Re: [PATCH v2] perf: Synchronously cleanup child events

From: Alexei Starovoitov
Date: Tue Jan 19 2016 - 16:58:32 EST


On Tue, Jan 19, 2016 at 09:05:58PM +0100, Peter Zijlstra wrote:
> On Tue, Jan 19, 2016 at 05:12:34PM +0200, Alexander Shishkin wrote:
>
> > +static void __put_event(struct perf_event *event)
> > {
> > struct perf_event_context *ctx;
> >
> > if (!is_kernel_event(event))
> > perf_remove_from_owner(event);
> >
>
> > +int perf_event_release_kernel(struct perf_event *event)
> > {
> > + struct perf_event *child, *tmp;
> > + LIST_HEAD(child_list);
> >
> > + if (!is_kernel_event(event))
> > + perf_remove_from_owner(event);
> >
> > + event->owner = NULL;
> >
> > +retry:
>
> <snip>
>
> > + /*
> > + * If this is the last reference, we're done here, otherwise
> > + * we must have raced with inherit_event(), in which case, repeat
> > + */
> > + if (!put_event_last(event))
> > + goto retry;
> >
> > + return 0;
> > +}
>
> So I think there's a number of problems still :-(
>
> I all starts with having two perf_remove_from_owner() calls (as I
> mentioned on IRC), this doesn't make sense.
>
> I think the moment you close the file and userspace looses control over
> it, we should drop the owner bit, which is exactly the one
> remove_from_owner in perf_release().
>
> If, for some magical reason, the event lives on after that (and we'll
> get to that), it should live on owner-less.
>
> Now, assume someone has such a magical reference, then our
> put_event_last() goto again loop will never terminate, this seems like a
> bad thing.
>
> The most obvious place that generates such magical references would be
> the bpf arraymap doing perf_event_get() on things. There are a few other
> places that take temp references (perf_mmap_close), but those are
> 'short' lived and while ugly will not cause massive grief.

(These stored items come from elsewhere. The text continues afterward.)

PR #6251, opened 2022-10-26
Fix #6219: Do not open external links in child tabs

### LINKED ISSUE #6219: [hackerone] Disable external schemes opening in child tabs
https://hackerone.com/reports/1744892

Brandon-T:
## Security Review
- https://github.com/brave/security/issues/1082

## Summary of Changes
- Changes the code to check if an external link such as `tel:` is opening in a child tab, and block it so it.

This pull request fixes #6219

## Submitter Checklist:

  - [x] Light & dark mode

## Test Plan:
- Test the hacker one ticket and make sure external links such as `tel:` does not prompt the user from a second tab (child tab)

## Reviewer Checklist:

  - `QA/(Yes|No)`
  - `bug` / `enhancement`

### DIFF
--- a/Client/Frontend/Browser/BrowserViewController/BrowserViewController+WKNavigationDelegate.swift
+++ b/Client/Frontend/Browser/BrowserViewController/BrowserViewController+WKNavigationDelegate.swift
@@ -42,8 +42,17 @@ extension BrowserViewController {
   }
   
   fileprivate func handleExternalURL(_ url: URL,
-                                     isMainFrame: Bool,
+                                     tab: Tab?,
+                                     navigationAction: WKNavigationAction,
                                      openedURLCompletionHandler: ((Bool) -> Void)? = nil) {
+    
+    let isMainFrame = navigationAction.targetFrame?.isMainFrame == true
+    
+    // Do not open external links for child tabs automatically
+    // The user must tap on the link to open it.
+    if tab?.parent != nil && navigationAction.navigationType != .linkActivated {
+      return
+    }
     
     // We do not want certain schemes to be opened externally when called from subframes.
     if ["tel", "sms"].contains(url.scheme) && !isMainFrame {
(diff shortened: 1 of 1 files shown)


Client/Frontend/Browser/BrowserViewController/BrowserViewController+WKNavigationDelegate.swift
```diff
@@ -179,7 +179,11 @@ extension BrowserViewController: WKNavigationDelegate {
     // First special case are some schemes that are about Calling. We prompt the user to confirm this action. This
     // gives us the exact same behaviour as Safari.
     if ["sms", "tel", "facetime", "facetime-audio"].contains(url.scheme) {
-      handleExternalURL(url, isMainFrame: navigationAction.targetFrame?.isMainFrame == true)
+      
+      // Do not allow opening external URLs from child tabs
+      if (webView as? TabWebView)?.tab?.parent == nil {
+        handleExternalURL(url, isMainFrame: navigationAction.targetFrame?.isMainFrame == true)
```
soner-yuksel: Since it is only used `WKNavigationDelegate`, maybe we can pass the tab instance to `handleExternalURL` function and do not add the check couple of times.

soner-yuksel (approved):

Client/Frontend/Browser/BrowserViewController/BrowserViewController+WKNavigationDelegate.swift
Brandon-T: Done.

iccub (approved):

Client/Frontend/Browser/BrowserViewController/BrowserViewController+WKNavigationDelegate.swift
```diff
@@ -42,9 +42,18 @@ extension BrowserViewController {
   }
   
   fileprivate func handleExternalURL(_ url: URL,
-                                     isMainFrame: Bool,
+                                     tab: Tab?,
```
stoletheminerals, line 45: Do we only call `handleExternalURL` for specific schemes? I tried some iOS built-in schemes, such as `shortcuts://` and `shareddocuments://`, those work in Safari but not Brave. Are we intentionally don't support it?

Brandon-T: I could fix this but I'm not sure if I should.
`handleExternalURL` is only called when a `page` tries to open an external URL or the user presses on a link and it attempts to open an external URL.

However, when you `type` into the URL-Bar/OmniBox, only `submitSearchText` is called which processes the query and determines if to send it to the default search engine, OR if to attempt to resolve it directly. Atm, this does NOT handle external URLs, and I'm not sure if it should. 

The reason I'm not sure is because Chrome and Firefox also do not handle this case. It only works in Safari.

stoletheminerals (approved):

The BPF one
> OTOH is a real problem here.
>
> And looking at the BPF stuff, that code seems to assume
> perf_event_kernel_release() := put_event(), so this patch breaks that
> too.
>
>
> Alexei, is there a reason the arraymap stuff needs a perf event ref as
> opposed to a file ref? I'm forever a little confused on how perf<->bpf
> works.

A file ref will not work, since user space could have closed that
perf_event file to avoid unnecessary FDs.
Program only need the stable pointer to 'struct perf_event' which
it will use while running.
At the end it will call perf_event_kernel_release() which
is == put_event().
It was the case that 'perf_events' were normal refcnt-ed structures
and the last guy frees it.
This put_event_last() logic definitely looks problematic.
There are no ordering guarantees.
User space may close FD, while struct perf_event is still alive.
The loop around perf_event_last() looks buggy.
I'm obviously missing the main goal of this patch.